Segment Open

PR #9089, opened 2025-03-06
[infra-openshift-cnv-resources : Wait till VM is running -> Increase …

YoNoSoyVictor:
…retries

This task is failing sporadically in items such as `openshift-cnv.sap-e2e-demo-rhel9-cnv ` due to the fact that the VM does not have enough time to run.

Increasing retries to fix it.


bbethell-1 (approved):

agonzalezrh (changes requested):
Not needed

PR #9096, opened 2025-03-11
Fix role ocp4_workload_le_certificates

juremedvesek:
##### SUMMARY

Fixed:
 - vars were defined as a list of dicts with one item instead of dict with multiple keys
 - FQCN was missing on one instance of module ansible.builtin.setup. Made a change since in all other occurrences FQCN was used

New code should work on all Ansible versions that it worked before. But now also on Ansible 2.18.

##### ISSUE TYPE

- Bugfix Pull Request

##### COMPONENT NAME
role  ocp4_workload_le_certificates

##### ADDITIONAL INFORMATION

```paste below

```

### DIFF
--- a/ansible/roles_ocp_workloads/ocp4_workload_le_certificates/files/deploy_certs.yaml
+++ b/ansible/roles_ocp_workloads/ocp4_workload_le_certificates/files/deploy_certs.yaml
@@ -8,9 +8,9 @@
   gather_facts: false
   become: false
   vars:
-  - _certbot_install_dir: "~/certificates"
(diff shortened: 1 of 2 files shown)


wkulhanek:
Do you need that workload? Could you switch to the ocp4_workload_cert_manager instead? We kind of switched over to that one in most catalog items.

wkulhanek (approved):

juremedvesek:
No I am not blocked by it by any kind. But was annoyed by deprecation warnings. Also it looked like nice entry point for a first contribution.

PR #9115, opened 2025-03-13
common: Add a conditional for basic packages

fridim:
##### SUMMARY
Add `common_update_packages`, `common_install_basic_packages` and `common_install_extra_packages`  booleans so the tasks can be easily skipped. By default make them true to keep current behavior.

##### ISSUE TYPE

- Feature Pull Request


agonzalezrh (approved):
lgtm and thanks! i really needed this and always forget to do it

PR #9154, opened 2025-03-23
ocp4_workload_odf: make label selector more robust

newgoliath:
If common.yaml sets this, but dev.yaml wants to override it, allow use of selector ="".

don't append the value to the list when the variable is ""

- Bugfix Pull Request


wkulhanek (approved):
How about
| default("") | length > 0 
For a one liner?

agonzalezrh (approved):

newgoliath:
> How about | default("") | length > 0 For a one liner?

Well, "" is a failure condition.  It must either be undef or "something"

PR #9159, opened 2025-03-24
Add role collect_openshift_must_gather

jkupferer:
##### SUMMARY

- Add role collect_openshift_must_gather to run `oc adm must-gather`.
- Add calling this role to rosa-consolidated config.

##### ISSUE TYPE

- Feature Pull Request

##### COMPONENT NAME

Role `collect_openshift_must_gather`
Config `rosa-consolidated`

### DIFF
--- a/ansible/roles/collect_openshift_must_gather/tasks/main.yml
+++ b/ansible/roles/collect_openshift_must_gather/tasks/main.yml
@@ -38,5 +38,4 @@
     --kubeconfig={{ collect_openshift_must_gather_kubeconfig_path }}
     {% endif %}
   ignore_errors: true
-
 ...
--- a/ansible/roles/collect_openshift_must_gather/tasks/main.yml
+++ b/ansible/roles/collect_openshift_must_gather/tasks/main.yml
@@ -1,0 +1,42 @@
+---
+- name: Write kubeconfig if not exists and have api token and url
+  when:
+  - collect_openshift_must_gather_kubeconfig_path is not exists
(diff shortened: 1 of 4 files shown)


ansible/roles/collect_openshift_must_gather/tasks/main.yml
```diff
@@ -0,0 +1,41 @@
...
+
+- name: Run oc adm must-gather
+  ansible.builtin.command: >-
+    oc adm must-gather
+    --dest-dir="{{ output_dir }}/oc-adm-must-gather"
+    {% if collect_openshift_must_gather_kubeconfig_path is exists %}
+    --kubeconfig={{ collect_openshift_must_gather_kubeconfig_path }}
+    {% endif %}
+  ignore_errors: true
+...
```
newgoliath, line 41: Accessing the must-gather post-destroy via s3 bucket might be challenging.  Just speculating: Is there any automation for investigators to grab it?  Maybe there's an even better place for them.

newgoliath: Perhaps put a note here about how it fits into the larger solution.

newgoliath (approved):

ansible/roles/collect_openshift_must_gather/tasks/main.yml
jkupferer: It would be good in the future to have a way to download the output dir from the RHDP ui. We don't have it on the roadmap yet, but we should add it.

PR #621, opened 2023-02-25
Automate build and versioning

vangheem:
### Description
The purpose of this PR is to remove the manual process parts of releases. When a new commit is merged, we simply want to make a new release without needing to think about dependency issues.

### details
- release new package for every merge to main
- pin all nucliadb dependencies for every package to prevent any inconsistencies
- auto increment version with build numbers
- no longer maintain in-code changelog
- move utils lru dependency so multi platform builds are no longer necessary

### Extraneous
- node bindings are NOT auto released
- telemetry NOT auto released

### How was this PR tested?
Manually. I can not test the actual uploads and it's possible there will be some thrashing as we get this under control.


.github/workflows/pypi_release.yml
```diff
@@ -0,0 +1,43 @@
+name: PyPI Releases
+
+on:
```
bloodbare, line 3: Should it be done only when any of the related jobs is done and sucessfully done ?

bloodbare (changes requested):
Great Job!

bloodbare (approved):

PR #623, opened 2023-02-27
Ingest: handle empty vectors on field_vectors

lferran:
### Description
Processing may send some field_vectors in the protobuf messages that point to a storage file that is empty or simply does not exist.

The goal of this PR is to handle this case.

### How was this PR tested?


lferran:
closing, as this has been fixed on the learning side

PR #624, opened 2023-02-27
fix prefix deletion

hermeGarcia:
### Description
When several prefixes are added to the deleted trie and some are prefixes between them, the time order is lost. In these cases the index may return vectors that are deleted.
The current fix does not require reindexing since the order is still there, it just needs to be interpreted correctly. This will start to happen as soon as this PR is merge. 
### How was this PR tested?
Local tests

### DIFF
--- a/nucliadb_vectors/src/data_types/dtrie_ram.rs
+++ b/nucliadb_vectors/src/data_types/dtrie_ram.rs
@@ -19,49 +19,41 @@
 //
 
 use std::collections::HashMap;
+use std::time::SystemTime;
 
 use serde::{Deserialize, Serialize};
 
-#[derive(Clone, Serialize, Deserialize)]
-pub struct DTrie<Prop> {
-    value: Option<Prop>,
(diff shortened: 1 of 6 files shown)


nucliadb_vectors/src/data_types/dtrie_ram.rs
```diff
@@ -71,127 +63,123 @@ impl<Prop> DTrie<Prop> {
...
-                } else {
-                    self.crnt_trie
-                        .value
-                        .as_ref()
-                        .map(|v| (self.crnt_key.clone(), v))
-                }
-            }
-        }
+    pub fn prune(&mut self, time: SystemTime) {
+        self.inner_prune(time);
```
alekece, line 70: Is it still useful to have these both `inner_prune` and `prune` methods ?

hermeGarcia: `inner_prune` returns a bool that will not make any sense to the caller, is used by `inner_prune` to trim the trie.

alekece (approved):

PR #631, opened 2023-02-28
rename colaborators to collaborators

vangheem:
### Description

### How was this PR tested?


nucliadb_protos/resources.proto
```diff
@@ -84,7 +84,7 @@ message Origin {
     google.protobuf.Timestamp modified = 5;
     map<string, string> metadata = 6;
     repeated string tags = 7;
-    repeated string colaborators = 8;
+    repeated string collaborators = 8;
```
bloodbare, line 87: AFAIK this will break actual messages. Should be deprecated ? Lets discuss

bloodbare (changes requested):

nucliadb_protos/resources.proto
vangheem: Yes, this will break things. This reminds me that it'd probably be a good idea to setup protobuf linting to prevent us from introducing breaking changes.

vangheem: I re-added the field.

lferran (approved):

nucliadb_models/nucliadb_models/metadata.py
```diff
@@ -336,13 +337,13 @@ class Source(Enum):
...
-                message,
-                preserving_proto_field_name=True,
-                including_default_value_fields=True,
-            )
+        data = MessageToDict(
+            message,
+            preserving_proto_field_name=True,
+            including_default_value_fields=True,
         )
+        data["collaborators"] = data.pop("colaborators", [])
```
bloodbare, line 345: Maybe a comment for future devs to understand why ?

lferran (approved):

bloodbare (approved):

PR #639, opened 2023-03-03
Utils test coverage and testing updates

vangheem:
### Description
Some updates to our test setup and changes to how we structure nucliadb_utils tests

### updates
- remove global test coverage badge and replace with coverage separated by flags
- increase utils test coverage
- no cover sprinkled in where it didn't make sense to add coverage
- split integration and unit tests
- put tests into match test files that mirror test structure so it is easy for where where to write tests
- upgrade memorylru for corrected apple silicon support

## Proposals from this PR

- start separating unit from integration tests in other packages
- mirror module structure for tests so it is easy to know where to find and write new tests
- focus on getting every component to > 80% coverage. Once there, get everything > 90%


bloodbare (commented):
Lovely, maybe we should merge after monday promotion

bloodbare (approved):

Segment Closed

* _WORK TO BE COMPLETED_:
With "longer" as the search word, count the matching lines in the records and give the number alone.

* _PROBLEM SOLUTION_:
2